Spir,Forschung nach der Gewissheit, p. 13.
Nietzsche, Nachlass/FP 19[242], KSA 7. 495 - 496.
Mas encontramos sem dúvida muitas coisas cuja essência não pode se expressar com o enunciado “A é A”. Que representação alguém poderia ter da essência de um lápis, por exemplo, se lhe fosse dito: o lápis é o lápis? Claramente nenhuma. Para descrever o lápis, se teria de expressar mais ou menos assim: o lápis é uma coisa extensa, longa, fina, cilíndrica, colorida, dura, pesada, etc. Vemos aqui portanto numa unidade (o lápis) conter, incluir, uma grande quantidade de propriedades, todas diferentes entre si.
A unidade do diverso se chama em geral uma síntese, e os enunciados nos quais a essência dessa unidade é expressa se chamam enunciados ou juízos sintéticos. A forma geral dos enunciados sintéticos, a expressão geral de uma síntese, é “A é B”].

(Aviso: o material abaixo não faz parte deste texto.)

PR #241, opened 2023-04-20
Improve performance of creating streams from strings

nicolas-grekas:
Using https://github.com/devanych/psr-http-benchmark, I figured out that for strings smaller than ~200k, `php://memory` is faster than the custom zval stream. Past this threshold, zval stream is way faster thanks to copy-on-write.


Nyholm (approved):
Thank you for testing

PR #247, opened 2023-06-14
Test CI

Nyholm:


stof:
@Nyholm this won't work. The issue is that you use git inside your docker image, which has a separate global git config. The fix needs to happen inside the docker image (or you could do like https://github.com/async-aws/aws and stop using the docker image)

PR #252, opened 2023-11-10
Fix error handling in Stream::getContents()

nicolas-grekas:
`stream_get_contents()` swallows errors. This creates issues like https://github.com/symfony/symfony/issues/52490, where errors reported by the stream layer aren't propagated to user-land.

This is even in the C source:
https://github.com/php/php-src/blob/311cae03e730c76aed343312319ed8cf1c37ade0/main/streams/streams.c#L1512

Using `fread()`, allows fixing this issue.


nicolas-grekas:
guzzle/psr7 looks OK BTW:
https://github.com/guzzle/psr7/blame/2.6/src/Utils.php#L404

nicolas-grekas:
laminas/diactoros is affected: https://github.com/laminas/laminas-diactoros/blob/3.4.x/src/Stream.php#L282 /cc @weierophinney

stof:
@nicolas-grekas is this a case for which we could write a test in `php-http/psr7-integration-tests` so that all PSR-7 implementations could know whether they handle that case properly by running the shared testsuite ? Or is it not testable this way ?

nicolas-grekas:
slim/psr7 is affected: https://github.com/slimphp/Slim-Psr7/blob/4299f1650acad6df77fbaeb6f18c59e46af761b9/src/Stream.php#L357 /cc @l0gicgate

nicolas-grekas:
ringcentral/psr7 affected too: https://github.com/ringcentral/psr7/blob/360faaec4b563958b673fb52bbe94e37f14bc686/src/Stream.php#L102 /cc @mtdowling

nicolas-grekas:
workerman/psr7 affected: https://github.com/walkor/psr7/blob/e21521b72b5a891bd1a7a51376da12801863ce5b/src/Stream.php#L99 /cc @walkor

nicolas-grekas:
httpsoft/http-message affected too: https://github.com/httpsoft/http-message/blob/6d86446b9d8f92cc06c60375d3e67cf3407a57a5/src/StreamTrait.php#L332 /cc @devanych

nicolas-grekas:
I added a test case at https://github.com/php-http/psr7-integration-tests/pull/74 and updated the implementation to cover more situations (like guzzle does).

vbartusevicius:
Hi @nicolas-grekas, thanks for fixing such a lurking bug! @Nyholm, if possible, when can we expect a release with the fix?

Nyholm:
It was released in 1.8.1. 

See https://github.com/Nyholm/psr7/releases/tag/1.8.1

src/Stream.php
```diff
@@ -260,11 +260,19 @@ public function getContents(): string
...
+        \set_error_handler(static function ($type, $message) use (&$exception) {
+            throw $exception = new \RuntimeException('Unable to read stream contents: ' . $message);
+        });
+
+        try {
+            return \stream_get_contents($this->stream);
+        } catch (\Throwable $e) {
+            throw $e === $exception ? $e : new \RuntimeException('Unable to read stream contents: ' . $e->getMessage(), 0, $e);
+        } finally {
+            \restore_error_handler();
```
shadowhand, line 274: I don't understand how setting an error handler fixes this issue when [other tools](https://github.com/thecodingmachine/safe/blob/3a6e43b4be3d3d65b272c2660300a50658ce168b/generated/stream.php#L221-L235) and [even Guzzle](https://github.com/guzzle/psr7/blob/2.6/src/Utils.php#L420-L422) check for a `false` return. Nothing about this code seems like it will actually solve the issue, because the return value of `stream_get_contents` is not being checked.

shadowhand:
It might also be helpful to have a test case for this in [http-factory-tests](https://github.com/http-interop/http-factory-tests/blob/main/test/StreamFactoryTestCase.php).

src/Stream.php
nicolas-grekas: When stream_get_contents returns false, it first always trigger a PHP warning. This we catch those in the error handler, the function will never really return false.

shadowhand: Considering that such behavior is [not documented](https://www.php.net/stream_get_contents), why take that approach over checking the return value is false? Every other fix I've looked at around this issue is doing a `$ret === false` check...

shadowhand: > That would be dead code.

Are you saying that checking `=== false` does not work, or are you saying that this monkey patching with the error handler identifies the _impending_ `return false` more quickly?

nicolas-grekas: I'm saying that the function will never return false because the error handler will always throw before.

shadowhand: But, if the error handler monkey patching was not there, we could rely on `$ret === false`, couldn't we?

In any case, I feel like either:

- this code needs a comment describing what it does, given that it relies on undocumented behavior
- it should rely on `$ret === false` checks, which the code did prior to this patch (but perhaps not correctly?)

shadowhand: Also, I want to be clear that I really appreciate you identifying this issue and submitting the PR. It only bothers me that we have MANY disparate projects with different solutions to the same problem... perhaps we should all be using [safe](https://github.com/thecodingmachine/safe) instead?

nicolas-grekas: If we don't set our own error handler, then we rely the existing, which can be a custom and broken one. But putting our own for the operation, we make things safe.

stof: See the link to the PHP code in the PR description. When doing a partial read, PHP does not return false right now because it does not propagate the `false` return value.

shadowhand: @stof 😕 and is there a related PHP bug report and/or PR?

nicolas-grekas: > perhaps we should all be using (and contributing to) [safe](https://github.com/thecodingmachine/safe) instead?

"safe" is too opinionated to be used in a generic package IMHO ;)

shadowhand: @nicolas-grekas the current "use this arcane code instead" situation being applied to a multitude of projects doesn't seem like a good solution either. Would adding `safe` really be such a terrible thing? And if safe is too opinionated, why not contribute your knowledge to making it something that package developers would support?

weierophinney: Considering `safe` is completely opt-in (you have to explicitly use the `Safe\\` namespace to use the functions it guards), it seems like it's up to the individual package maintainers as to whether or not it's "too opinionated".

odan: I have a question to understand this patch a little better. 
Why do you declare an "$exception" variable for the Exception although the Catch block gets the same Exception instance? Is there some "PHPish" specific logic / behavior behind this (that is not documented)?

nicolas-grekas: If we remove this check, we would always wrap the exception thrown in the error handler in another exception. This check allows removing this needless wrapping exception.

odan: Ok, thanks. Then my next question is, why not move the `set_error_handler` into the try-block block to handle that scope in the same place?

nicolas-grekas: if set_error_handler fails for any reasons, we don't want restore_error_handler to be called

stof: And in PHP, try/catch does not create a scope anyway.

devanych:
Hi @nicolas-grekas, thanks :+1:

PR #282, opened 2020-03-25
Make ban and mute reason links clickable

creesch:
Pretty much as the title says. Accounts for both ban and mute reasons (thanks to @Blank-Cheque reminding me of mute reasons) and also does relative urls.


Geo1088:
Anything blobking merge?

PR #284, opened 2020-03-25
Fix {body} resolving to "> " for removal reasons

### LINKED ISSUE #283: Add a token for the removed selftext or body in mod macros
Please add a token for the removed selftext (submissions) or body (comments) in mod macros. There are some circumstances in which a post (generally a submission) is removed and we want to put the entire text that has been removed into the removal message (as a courtesy for anyone currently reading the post).

`{body}` would be consistent with the placeholder that AutoModerator uses for this.

Blank-Cheque:
This was due to TBCore.getApiThingInfo not accounting for the fact that the content of a submission vs a comment is conveyed with different JSON keys. 

closes #283

### DIFF
--- a/extension/data/tbcore.js
+++ b/extension/data/tbcore.js
@@ -1068,7 +1068,7 @@ function initwrapper ({userDetails, newModSubs, cacheDetails}) {
                     const data = response.data;
 
                     let user = data.children[0].data.author;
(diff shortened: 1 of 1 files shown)


creesch:
Looks good to me at first glance

PR #288, opened 2020-03-28
feat: Macro per type

### LINKED ISSUE #37: Add option to make macros post, comment or modmail specific.
Probably just add checkbox for each instance where if none are checked it will assume it needs to show on all. 
Can probably be added without a schema change if we add it like that.

SpyTec:
Closes #37

Adds context options for creating and editing macros. By default it will all be false for both adding and editing.
image

Existing macros which have not been edited to have these new fields will show on everything. 
image

### DIFF
--- a/extension/data/modules/macros.js
+++ b/extension/data/modules/macros.js
@@ -137,7 +137,7 @@ function modmacros () {
 
                     // if we don't have a config, get it.  If it fails, return.
                     getConfig(info.subreddit, (success, config) => {
-                    // if we're a mod, add macros to top level reply button.
+                        // if we're a mod, add macros to top level reply button.
                         if (success && config.length > 0) {
                             const $tbUsertextButtons = $thing.find('.usertext-buttons .tb-usertext-buttons'),
                                   macroButtonHtml = `<select class="tb-macro-select tb-action-button" data-subreddit="${info.subreddit}"><option value=${MACROS}>macros</option></select>`;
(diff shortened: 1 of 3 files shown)


creesch:
Don't see any obvious issues with this. I'll do some actual testing later today and then merge.

Geo1088:
Conflict caused by merging #297, resolving...

Geo1088:
Hmm, actually, I take back my approval. I'm having trouble getting a macro with "Modmail" context to show up in the dropdown in modmail threads.

extension/data/modules/macros.js
```diff
@@ -163,7 +178,7 @@ function modmacros () {
                     const macroButtonHtml = `<select class="tb-macro-select tb-action-button" data-subreddit="${info.subreddit}"><option value=${MACROS}>macros</option></select>`;
                     $body.find('.ThreadViewerReplyForm__replyOptions').after(`<div class="tb-usertext-buttons tb-macro-newmm">${macroButtonHtml}</div>`);
 
-                    populateSelect('.tb-macro-select', info.subreddit, config);
+                    populateSelect('.tb-macro-select', info.subreddit, config, 'comment');
```
Geo1088, line 181: Unless I'm misunderstanding something, this line requires macros to have the "comment" type to work in new modmail, which seems wrong. Changing it to "modmail" fixes it in the case I was testing, at least. Would like @SpyTec to check my logic here though.

```suggestion
                    populateSelect('.tb-macro-select', info.subreddit, config, 'modmail');
```

SpyTec: Good catch, double checked and you're right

A essência da definição: o lápis é um corpo longo, etc. A é B. O que é longo é aqui também colorido. As propriedades contêm apenas relações.
O conceito “lápis” é confundido com a “coisa” lápis. Esse “é” no juízo sintético é falso, ele contém uma transposição, duas esferas distintas, entre as quais uma igualação nunca pode ocorrer, são colocadas lado a lado]11.
Spir, DW 1873, I, p. 377
Nietzsche, Nachlass/FP 19[240], KSA 7.495.
Se por conseguinte o conhecimento empírico contém, contudo, em sua própria essência fundamental algo de falso, se os objetos empíricos, contudo, tiverem de ser tomados como meras aparências, fenômenos, então aqui o elemento de falsidade repousaria nos próprios objetos empíricos e não meramente no próprio pensamento.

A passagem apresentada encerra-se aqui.